What is being asked: The answer must consist of every line from the data that holds "opened".
=== Begin Enclosure ===
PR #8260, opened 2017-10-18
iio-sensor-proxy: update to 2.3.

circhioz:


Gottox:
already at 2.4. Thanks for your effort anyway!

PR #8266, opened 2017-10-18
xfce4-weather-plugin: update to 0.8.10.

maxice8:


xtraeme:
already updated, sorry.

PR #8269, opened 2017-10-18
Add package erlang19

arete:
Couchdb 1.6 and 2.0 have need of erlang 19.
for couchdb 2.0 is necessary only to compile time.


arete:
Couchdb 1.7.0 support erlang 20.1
=== End Enclosure ===
Worked solution:
PR #8260, opened 2017-10-18
PR #8266, opened 2017-10-18
PR #8269, opened 2017-10-18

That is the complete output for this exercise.